ACTION ITEM: Go through the data below and report how many lines contain "buffer"; the reply holds only that number.

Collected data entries
------------

PR #6, opened 2022-01-28
disabled model card version field in upload form in edit mode

ARADDCC002:
When editing a version the model card version field has been disabled.

### DIFF
--- a/src/common/FormTabs.tsx
+++ b/src/common/FormTabs.tsx
@@ -70,12 +70,20 @@ export default function FormTabs({
 
   useEffect(() => {
     formatUiWidgets()
-    if (mode === 'edit' || mode === 'newVersion') {
+    if (mode === 'edit') {
       let updatedSchema = cloneDeep(selectedSchema)
-      // Name should be disabled
+      // Version and name should be disabled in edit mode
+      updatedSchema.schema.properties.highLevelDetails.properties.name.readOnly = true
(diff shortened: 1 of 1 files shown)


at55425 (approved):

src/common/FormTabs.tsx
```diff
@@ -70,12 +70,20 @@ export default function FormTabs({
...
       let updatedSchema = cloneDeep(selectedSchema)
-      // Name should be disabled
+      // Version and name should be disabled in edit mode
       updatedSchema.schema.properties.highLevelDetails.properties.name.readOnly = true
+      updatedSchema.schema.properties.highLevelDetails.properties.modelCardVersion.readOnly = true
       setUpdatedSelectedSchema(updatedSchema)
-    } else {
+    }
+    if (mode === 'newVersion') {
+      let updatedSchema = cloneDeep(selectedSchema)
```
a3957273, line 81: You can deduplicate the code by moving the following two calls outside of the if statement.  They'll remain the same in both edit and newVersion mode?

```
       let updatedSchema = cloneDeep(selectedSchema)
       updatedSchema.schema.properties.highLevelDetails.properties.name.readOnly = true
```

a3957273 (dismissed):

src/common/FormTabs.tsx
a3957273: We discussed that this wasn't possible out of band.

PR #19, opened 2022-02-05
Ensure database state is consistent for uploads by putting all changes into a transaction

a3957273:
If the function fails at any time it will rollback all changes made to the database.


a3957273:
This PR only changes the following lines:

https://github.com/gchq/Bailo/pull/19/files#diff-afe061ba1783d701a25f12c0b4e12e018e72029ae7405bbe583670156d83b71eR39-R40

The other changes are part of PR #18, which should be merged before this.

PR #34, opened 2022-02-24
added a check to make sure that when changing schemas, the form isn't…

ARADDCC002:
… replaced with just the duplicated steps from the previous schema


utils/formUtils.ts
```diff
@@ -53,15 +53,17 @@ export function createStep({
 }
 
 export function setStepState(steps: Array<Step>, setSteps: Function, step: Step, state: any) {
-  const index = steps.findIndex((iStep) => step.section === iStep.section)
+  if (step.schemaRef !== steps[0].schemaRef) {
```
a3957273, line 56: I think we only want to keep on setting the step state when the schemas _do match up_, not when they don't.

a3957273 (changes requested):

a3957273 (approved):
Approved in chats with @ARADDCC002

PR #39, opened 2022-03-06
Add 'token' location to pull instructions

a3957273:


pages/deployment/[uuid].tsx
```diff
@@ -193,7 +194,9 @@ export default function Deployment() {
         <DialogContent>
           <DialogContentText sx={{ backgroundColor: 'whitesmoke', p: 2 }}>
             <pre>
-              <span># Login to Docker</span>
+              <span>
+                # Login to Docker (your token can be found on the <Link href='/settings'>/settings</Link> page)
+              </span>
               <br />
```
Comment (ARADDCC002) [inline pages/deployment/[uuid].tsx]: Can we use MUI Boxes here and add styling instead of using breaks? Can't remember if we can use MUI components inside the <pre> tags or not!

ARADDCC002 (approved):

PR #60, opened 2022-03-14
Bugfix/bai 127 fix booleans in schemas

ARADDCC002:


utils/formUtils.ts
```diff
@@ -151,6 +151,9 @@ export function setStepsData(splitSchema: SplitSchema, setSplitSchema: Function,
 export function validateForm(step: Step) {
   const validator = new Validator()
   const sectionErrors = validator.validate(step.state, step.schema)
+  // This is temporay validation fix - dependency questions that rely on yes or no answers in the schema
+  // will have their data persist in the form object, even if the parent question's answer has been changed
+  sectionErrors.errors.filter((e) => e.name !== 'dependencies')
```
a3957273, line 156: I see the following errors:

```
0: Object { name: "additionalProperties", property: ".endDate['date']", message: "is an invalid additional property", … }
​​1: Object { name: "enum", property: ".endDate.hasEndDate", message: "should be equal to one of the allowed values", … }
​​2: Object { name: "oneOf", property: ".endDate", message: "should match exactly one schema in oneOf", … }
```

It still does not let me click 'next'.
Screenshot 2022-03-14 at 16 25 13

a3957273 (changes requested):

.github/workflows/node.js.yml
```diff
@@ -64,6 +64,7 @@ jobs:
       - run: |
           chmod +x ./server/scripts/waitForIt.sh
           ./server/scripts/waitForIt.sh localhost:8080 -t 10
+          sleep 60
```
a3957273, line 67: This should be removed.

server/utils/smtp.ts
```diff
@@ -29,13 +30,16 @@ export async function sendEmail({
...
+    const info = await transporter.sendMail({
+      from: config.get('smtp.from'), // sender address
+      to,
+      subject,
+      text,
+      html,
+    })
+    logger.info({ messageId: info.messageId }, 'Email sent')
+  } catch (err) {
+    throw GenericError({}, 'Error sending email to reviewers', 500)
```
a3957273, line 43: I think you should _also_ run `logger.error()` here with the original `err` to avoid losing that information.  Bunyan has custom loggers to help you log errors:

```

log.info(err);  // Special case to log an `Error` instance to the record.
                // This adds an "err" field with exception details
                // (including the stack) and sets "msg" to the exception
                // message.
log.info(err, 'more on this: %s', more);
                // ... or you can specify the "msg".
```

utils/formUtils.ts
```diff
@@ -7,6 +7,7 @@ import { Validator } from 'jsonschema'
 import { SplitSchema, Step, StepType } from '../types/interfaces'
 import RenderForm from '../src/Form/RenderForm'
 import RenderButtons from '../src/Form/RenderButtons'
+import { compose } from '@mui/system'
```
a3957273, line 10: Unused import?

a3957273 (changes requested):

.github/workflows/node.js.yml
ARADDCC002: Forgot about this! Removed.

utils/formUtils.ts
ARADDCC002: Not even sure how that got added, sometimes if you make a typo VS thinks it's an actual dependency and adds it!! :(

server/utils/smtp.ts
a3957273: Since this is likely to be a non-fatal error, you should use `logger.warn()` instead of `logger.error()`.

a3957273 (approved):
Looks good! :)

PR #61, opened 2022-03-21
Update helm chart

at55425:


helm/bailo/templates/config.yaml
```diff
@@ -5,6 +5,42 @@ metadata:
   labels:
     {{- include "bailo.labels" . | nindent 4 }}
 data:
+  registry.conf: |
+    version: 0.1
+    log:
+      level: debug
```
a3957273, line 11: In production we probably want to increase this log level to info.

helm/bailo/templates/deployment.yaml
```diff
@@ -57,9 +195,11 @@ spec:
                   key: mongodb-passwords
             - name: MONGO_CONNECTION_URI
               value: {{ include "bailo.mongoConnectionURI" . | quote }}
+            - name: SCHEMA_SETUP_SCRIPT
+              value: dist/server/scripts/exampleSetAllSchemas.js
```
a3957273, line 199: I think this should default to an empty script in production.

helm/bailo/templates/service.yaml
```diff
@@ -13,3 +13,37 @@ spec:
       name: http
   selector:
     {{- include "bailo.selectorLabels" . | nindent 4 }}
+---
+apiVersion: v1
+kind: Service
+metadata:
+  name: registry
```
a3957273, line 20: All names should be prefixed with the deployment name ala the existing pods.

helm/bailo/templates/service.yaml
```diff
@@ -13,3 +13,37 @@ spec:
...
+spec:
+  ports:
+    - port: {{ .Values.registry.port }}
+      targetPort: http
+      protocol: TCP
+      name: http
+  selector:
+    name: {{ .Values.registry.host }}
+--- 
+apiVersion: v1
```
a3957273, line 32: With the removal of `maildev`, I also don't think this is needed.

helm/bailo/values.yaml
```diff
@@ -22,12 +26,12 @@ autoscaling:
 podSecurityContext: {}
   # fsGroup: 2000
 securityContext:
-  capabilities:
-    drop:
-      - ALL
-  readOnlyRootFilesystem: true
+  # capabilities:
+  #   drop:
+  #     - ALL
```
a3957273, line 31: All permissions should be dropped by default and only the required capabilities added back in via `add` (at the same level of `drop`).

helm/bailo/values.yaml
```diff
@@ -49,15 +53,16 @@ ingress:
   #    hosts:
   #      - chart-example.local
 
-resources: {}
+resources: #{}
```
a3957273, line 56: What's with the hash here?

helm/bailo/values.yaml
```diff
@@ -116,7 +121,29 @@ redis:
...
+  host: "registry"
   port: 5000
-  insecure: true
\ No newline at end of file
+  insecure: true
+  certDir: "/certs"
+  certFile: "cert.pem"
+  keyFile: "key.pem"
+
+smtp:
```
a3957273, line 134: Again, should be removed with the removal of `maildev`.

a3957273 (changes requested):

PR #67, opened 2022-03-24
Use chown under 'copy' to speed up build

a3957273:


ARADDCC002:
Seems much faster to me!

ARADDCC002 (approved):

PR #72, opened 2022-04-10
Remove redis as a dependency

a3957273:


Dockerfile.prod
```diff
@@ -43,6 +43,7 @@ RUN apk update \
 # You only need to copy next.config.js if you are NOT using the default configuration
 # COPY --from=builder /app/next.config.js ./
 COPY --from=builder --chown=nextjs:nextjs /app/dist ./dist
+COPY --from=builder --chown=nextjs:nextjs /app/lib/p-mongo-queue ./dist/lib/p-mongo-queue
```
a3957273, line 46: Required whilst `p-mongo-queue` is an external module.  Only `ts` files are copied across currently during a production build.  Won't be necessary if we can shift this to a published module elsewhere.

PR #950, opened 2023-12-11
Bugfix/bai 918 model card errors

ARADDCC012:


frontend/pages/beta/model/[modelId]/schema.tsx
```diff
@@ -34,9 +37,17 @@ export default function NewSchemaSelection() {
...
     if (currentUser && model) {
-      await postFromSchema(model.id, newSchema.id)
-      await mutateModel()
-      router.push(`/beta/model/${modelId}`)
+      setLoading(true)
+      setErrorMessage('')
+
+      const response = await postFromSchema(model.id, newSchema.id)
+
+      if (response.status && response.status < 400) {
```
Comment (ARADDCC002) [inline frontend/pages/beta/model/[modelId]/schema.tsx:45]: Should this not be if(!response.ok) ?

frontend/src/model/beta/overview/FormEditPage.tsx
```diff
@@ -34,12 +35,15 @@ export default function FormEditPage({ model }: FormEditPageProps) {
 
   async function onSubmit() {
     if (schema) {
+      setErrorMessage('')
       setLoading(true)
       const data = getStepsData(splitSchema, true)
       const res = await putModelCard(model.id, data)
       if (res.status && res.status < 400) {
```
ARADDCC002, line 42: Can we use `if (!res.ok)`

frontend/utils/fetcher.ts
```diff
@@ -66,6 +66,7 @@ export const getErrorMessage = async (res: Response) => {
     messageError = `${res.statusText}: ${(await res.json()).error.message}`
   } catch (e) {
     // unable to identify error message, possibly a network failure
+    return 'Unknown error - Please contact Bailo support'
```
ARADDCC002, line 69: Is it possible to put a link directly to our help page here?

frontend/pages/beta/model/[modelId]/schema.tsx
Comment (ARADDCC012) [reply frontend/pages/beta/model/[modelId]/schema.tsx:45]: It's an axios request so the response doesn't have an `ok` property. The `response.statusText` will be `'OK'` if the `response.status` is `200`, but we parse the response through `handleAxiosError` which ignores the `statusText`. If we want to change this I'd argue we can easily do it later on.

frontend/src/model/beta/overview/FormEditPage.tsx
ARADDCC012: See https://github.com/gchq/Bailo/pull/950#discussion_r1425246559

frontend/utils/fetcher.ts
ARADDCC012: It would be nice to, but this is just a util function that returns a string. We'd need additional logic everywhere it's being used to route the user to that page in the event of this happening.

I'm not against us doing that, but this isn't strictly a part of this ticket. I just noticed we weren't providing any feedback in this very niche scenario, so figured I'd put at least something in.

We can raise a ticket to address this if you want?

ARADDCC002 (approved):

PR #952, opened 2023-12-12
Bugfix/bai 1041 use full entity name for access requests

ARADDCC002:


frontend/src/MuiForms/EntitySelectorBeta.tsx
```diff
@@ -68,18 +66,18 @@ export default function EntitySelectorBeta(props: EntitySelectorBetaProps) {
             setOpen(false)
           }}
           disableClearable
-          isOptionEqualToValue={(option: string, value: string) => option === value}
-          getOptionLabel={(option) => option}
-          value={currentValue || []}
+          isOptionEqualToValue={(option: any, value: any) => option.id === value.id}
```
ARADDCC012, line 69: Can these `any`s be changed for `EntityObject`?

ARADDCC012, line 69: You should be able to provide a type to the Autocomplete like so
```
<Autocomplete<EntityObject, true, true>
  multiple
  open={open}
...
```
You can then remove these `any`s and let the Autocomplete figure out the type for us (which will be `EntityObject`)

a3957273 (approved):

PR #959, opened 2023-12-15
added file downloads to release page

ARADDCC002:


frontend/src/model/beta/releases/ReleaseForm.tsx
```diff
@@ -69,6 +71,12 @@ export default function ReleaseForm({
     onMinorReleaseChange(checked)
   }
 
+  const getFileId = (file: File | FileInterface) => {
+    if (isFileInterface(file)) {
```
a3957273, line 75: What if it's not a file interface?

a3957273 (changes requested):

a3957273 (approved):

PR #960, opened 2023-12-17
Initial publishing job config

bw27492:


.github/workflows/python-publish.yml
```diff
@@ -0,0 +1,74 @@
...
+        with:
+          fetch-depth: 0
+
+      # Check for changed init file (for new version)
+      - name: Get changed init files
+        id: files-changed
+        uses: tj-actions/changed-files@v40
+        with:
+          files: |
+            lib/python-beta/src/bailo/__init__.py
```
GB27247, line 25: I just want to point out, this will try and publish to PyPi if it detects any change in this file (Not just the version number).  However, I'm satisfied that it wouldn't be an issue with correct versioning.

GB27247 (approved):

PR #989, opened 2024-01-04
Enforce unique file names on releases

a3957273:


a3957273:
No tests yet.

backend/src/routes/v2/model/file/getDownloadFile.ts
JR40159, line 1: Does this need an Open API spec?

backend/src/routes/v2/model/file/getDownloadFile.ts
```diff
@@ -25,9 +36,15 @@ interface GetDownloadFileResponse {
...
+
+    let fileId: string
+    if ('semver' in params) {
+      const file = await getFileByReleaseFileName(req.user, params.modelId, params.semver, params.fileName)
+      fileId = String(file._id)
+    } else {
+      fileId = params.fileId
+    }
 
     const file = await getFileById(req.user, fileId)
```
JR40159, line 49: If a semver is provided, will this be the second time you retrieve the same file?

backend/src/services/v2/release.ts
```diff
@@ -55,6 +59,19 @@ async function validateRelease(user: UserDoc, model: ModelDoc, release: ReleaseD
         )
       }
     }
+
+    const uniqueDuplicates = [...new Set(findDuplicates(fileNames))]
+    if (uniqueDuplicates.length) {
+      throw BadReq(
+        `Releases cannot have multiple files with the same name.  The duplicates in this file are: '${JSON.stringify(
```
JR40159, line 66: Should models have multiple files with the same name? When a user creates a release the UI uploads their files first and then creates the release with those files. Throwing this error from the second request in this process might get a little messy. I assume upon receiving this error a user would normally rename the file and then attempt to again to create the release but under the hood that would duplicate all the files from the first attempt to create the release?

JR40159 (changes requested):

backend/src/services/v2/release.ts
JR40159, line 66: Missing test case?

JR40159 (changes requested):

JR40159 (approved):

PR #995, opened 2024-01-04
changed how reviews work and removed active property

ARADDCC002:
Users can now make as many reviews on a release as they want as the "active" property of a review response has been removed. This means that users can change their mind if they want to, and also means once a release has been removed by one person it does not block another user making their own review. 

Review responses also have timestamps now, and comments have been merged with their respective decision box, as you can see below:

image

TODO:

The release display needs to be updated and only show the latest review for each role. I've temporarily removed it from this section:

image


frontend/src/reviews/ReviewDecision.tsx
```diff
@@ -1,20 +1,20 @@
...
+  response: ReviewResponse
 }
 
-export default function ReviewDecision({ user, decision }: ReviewDecisionProps) {
-  const isApproved = useMemo(() => decision === 'approve', [decision])
+export default function ReviewDecision({ response }: ReviewDecisionProps) {
+  const isApproved = useMemo(() => response.decision === 'approve', [response.decision])
 
-  const username = user.split(':')[0]
+  const username = response.user.split(':')[0]
```
ARADDCC012, line 17: Based off of a comment on your other PR, it think this might need to be `response.user.split(':')[1]`, but I'd double check before trusting me on that

frontend/src/reviews/ReviewsList.tsx
```diff
@@ -1,36 +1,55 @@
...
+export default function ReviewsList({ kind = 'all' }: ReviewsListProps) {
+  const { reviews, isReviewsLoading, isReviewsError } = useGetReviewRequestsForUser()
+  const { currentUser, isCurrentUserLoading, isCurrentUserError } = useGetCurrentUser()
   const [filteredReviews, setFilteredReviews] = useState<ReviewRequestInterface[]>([])
 
+  const doesNotContainUserResponse = useCallback(
+    (review: ReviewRequestInterface) => {
+      return (
+        currentUser &&
+        review.responses.filter(
```
ARADDCC012, line 24: Slight performance improvement if you use a `find` so it exits early if it can:
```
      return (
        currentUser &&
        !review.responses.find(
          (response) => response.user === `user:${currentUser.dn}` && response.decision === Decision.Approve,
        )
      )
```

frontend/src/reviews/ReviewsList.tsx
```diff
@@ -1,36 +1,55 @@
...
 }
 
-export default function ReviewsList({ isActive = true, kind = 'all' }: ReviewsListProps) {
-  const { reviews, isReviewsLoading, isReviewsError } = useGetReviewRequestsForUser(isActive)
+export default function ReviewsList({ kind = 'all' }: ReviewsListProps) {
+  const { reviews, isReviewsLoading, isReviewsError } = useGetReviewRequestsForUser()
+  const { currentUser, isCurrentUserLoading, isCurrentUserError } = useGetCurrentUser()
   const [filteredReviews, setFilteredReviews] = useState<ReviewRequestInterface[]>([])
 
+  const doesNotContainUserResponse = useCallback(
```
ARADDCC012, line 20: This var name and the logic below doesn't match. The logic is checking that the user hasn't approved the review, but the var name suggests it should be looking to see if the user has responded at all.

I'm guessing the logic is correct and the name should probs be changed to something like `doesNotContainUserApproval`. Otherwise the logic will need updating to remove the `response.decision === Decision.Approve` check.

frontend/src/wrapper/SideNavigation.tsx
```diff
@@ -79,39 +81,43 @@ export default function SideNavigation({
...
 }: SideNavigationProps) {
   const [reviewCount, setReviewCount] = useState(0)
   const theme = useTheme()
+  const { reviews, isReviewsLoading, isReviewsError } = useGetReviewRequestsForUser()
+
+  const doesNotContainUserResponse = useCallback(
+    (review: ReviewRequestInterface) => {
+      return (
+        currentUser &&
+        review.responses.filter(
```
ARADDCC012, line 96: Slight performance improvement if you use a `find` so it exits early if it can:
```
      return (
        currentUser &&
        !review.responses.find(
          (response) => response.user === `user:${currentUser.dn}` && response.decision === Decision.Approve,
        )
      )
```

frontend/src/wrapper/SideNavigation.tsx
```diff
@@ -79,39 +81,43 @@ export default function SideNavigation({
...
-  onError,
   onResetErrorMessage,
   drawerOpen = false,
   pageTopStyling = {},
 }: SideNavigationProps) {
   const [reviewCount, setReviewCount] = useState(0)
   const theme = useTheme()
+  const { reviews, isReviewsLoading, isReviewsError } = useGetReviewRequestsForUser()
+
+  const doesNotContainUserResponse = useCallback(
```
ARADDCC012, line 92: This var name and the logic below doesn't match. The logic is checking that the user hasn't approved the review, but the var name suggests it should be looking to see if the user has responded at all.

I'm guessing the logic is correct and the name should probs be changed to something like `doesNotContainUserApproval`. Otherwise the logic will need updating to remove the `response.decision === Decision.Approve` check.

ARADDCC012 (changes requested):

frontend/src/model/beta/reviews/ReviewBanner.tsx
```diff
@@ -112,26 +104,18 @@ export default function ReviewBanner({ release, accessRequest }: ReviewBannerPro
...
-      </Grid>
+      <Stack
+        direction='row'
+        justifyContent='space-between'
+        alignItems='center'
+        spacing={2}
+        sx={{ px: 2, width: '100%' }}
+      >
+        <ReviewRequiredIcon />
+        <Button variant='outlined' color='inherit' size='small' onClick={handleReviewOpen} data-test='reviewButton'>
```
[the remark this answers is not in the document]
ARADDCC002: I don't think so - it only opens a Dialog, it doesn't perform any action which could be accidentally duplicated.

frontend/src/reviews/ReviewDecision.tsx
ARADDCC002: This is currently correct for this case as it uses the full user:user name, I'm personally ok leaving this until the entity naming stuff is done on the backed as I don't to change much more of the review code.

frontend/src/reviews/ReviewsList.tsx
ARADDCC002: Updated name

frontend/src/model/beta/reviews/ReviewBanner.tsx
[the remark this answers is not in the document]
ARADDCC012: I forgot we were using a dialog for reviews, ignore me :)

ARADDCC012 (approved):

backend/src/models/v2/Review.ts
```diff
@@ -70,9 +73,16 @@ const ReviewSchema = new Schema<ReviewInterface>(
 
     responses: [
       {
-        user: { type: String, required: true },
-        decision: { type: String, enum: Object.values(Decision), required: true },
-        comment: { type: String, required: false },
+        type: new Schema<ReviewResponse>(
```
a3957273, line 76: Well I've never seen this before, it's exciting.

a3957273 (approved):

PR #997, opened 2024-01-05
Added get_download_file_token method to client

bw27492:


lib/python-beta/src/bailo/core/client.py
```diff
@@ -315,6 +315,31 @@ def get_download_file(
...
+        Downloads a specific file, using an API token.
+
+        :param model_id: Unique model ID
+        :param file_id: Unique file ID
+        :param buffer: BytesIO object for bailo to write to
+        :return: The unique file ID
+
+        ..note:: This method requires the TokenAgent agent.
+        """
+        if isinstance(self.agent, TokenAgent):
```
GB27247, line 334: `isinstance` is a built in function that considers inheritance eg `isinstance(Agent(), TokenAgent)` will be `True`. Instead you want something like `type(self.agent) == TokenAgent`

lib/python-beta/src/bailo/core/client.py
```diff
@@ -315,6 +315,31 @@ def get_download_file(
...
+            req = self.agent.get(
+                f"{self.url}/v2/token/model/{model_id}/file/{file_id}/download", stream=True, timeout=10_000
+            )
+            shutil.copyfileobj(req.raw, buffer)
+            return file_id
+        else:
+            raise Exception("get_download_file_token requires the use of TokenAgent")
```
GB27247, line 341: Does this need to be a separate method? I'd consider adding this to `get_download_file` and switching the endpoint given the Agent instance

GB27247 (changes requested):

a3957273 (approved):

PR #1004, opened 2024-01-12
Feature/migrate release and review

JR40159:


backend/src/scripts/migrateV2.ts
```diff
@@ -153,6 +174,169 @@ async function migrateModel(modelId: string) {
...
+        role = 'mtr'
+      }
+
+      const responses: ReviewResponse[] = []
+      for (let i = 0; i < approval.approvers.length; i++) {
+        const approver = approval.approvers[i]
+        if (approval.status === ApprovalStates.Accepted) {
+          responses.push({
+            user: toEntity('user', approver.id),
+            decision: Decision.Approve,
```
JR40159, line 310: Add a comment to both of these responses to note that the response has been migrated from V1

a3957273 (approved):

PR #1010, opened 2024-01-15
Add the ability to update and delete a webhook and get all model webhooks

JR40159:


backend/src/routes.ts
```diff
@@ -245,6 +248,9 @@ if (config.experimental.v2) {
   server.delete('/api/v2/model/:modelId/file/:fileId', ...deleteFile)
 
   server.post('/api/v2/model/:modelId/webhooks', ...postWebhook)
+  server.get('/api/v2/model/:modelId/webhooks', ...getWebhooks)
+  server.put('/api/v2/model/:modelId/webhooks/:webhookId', ...putWebhook)
```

------------

REPLY: 2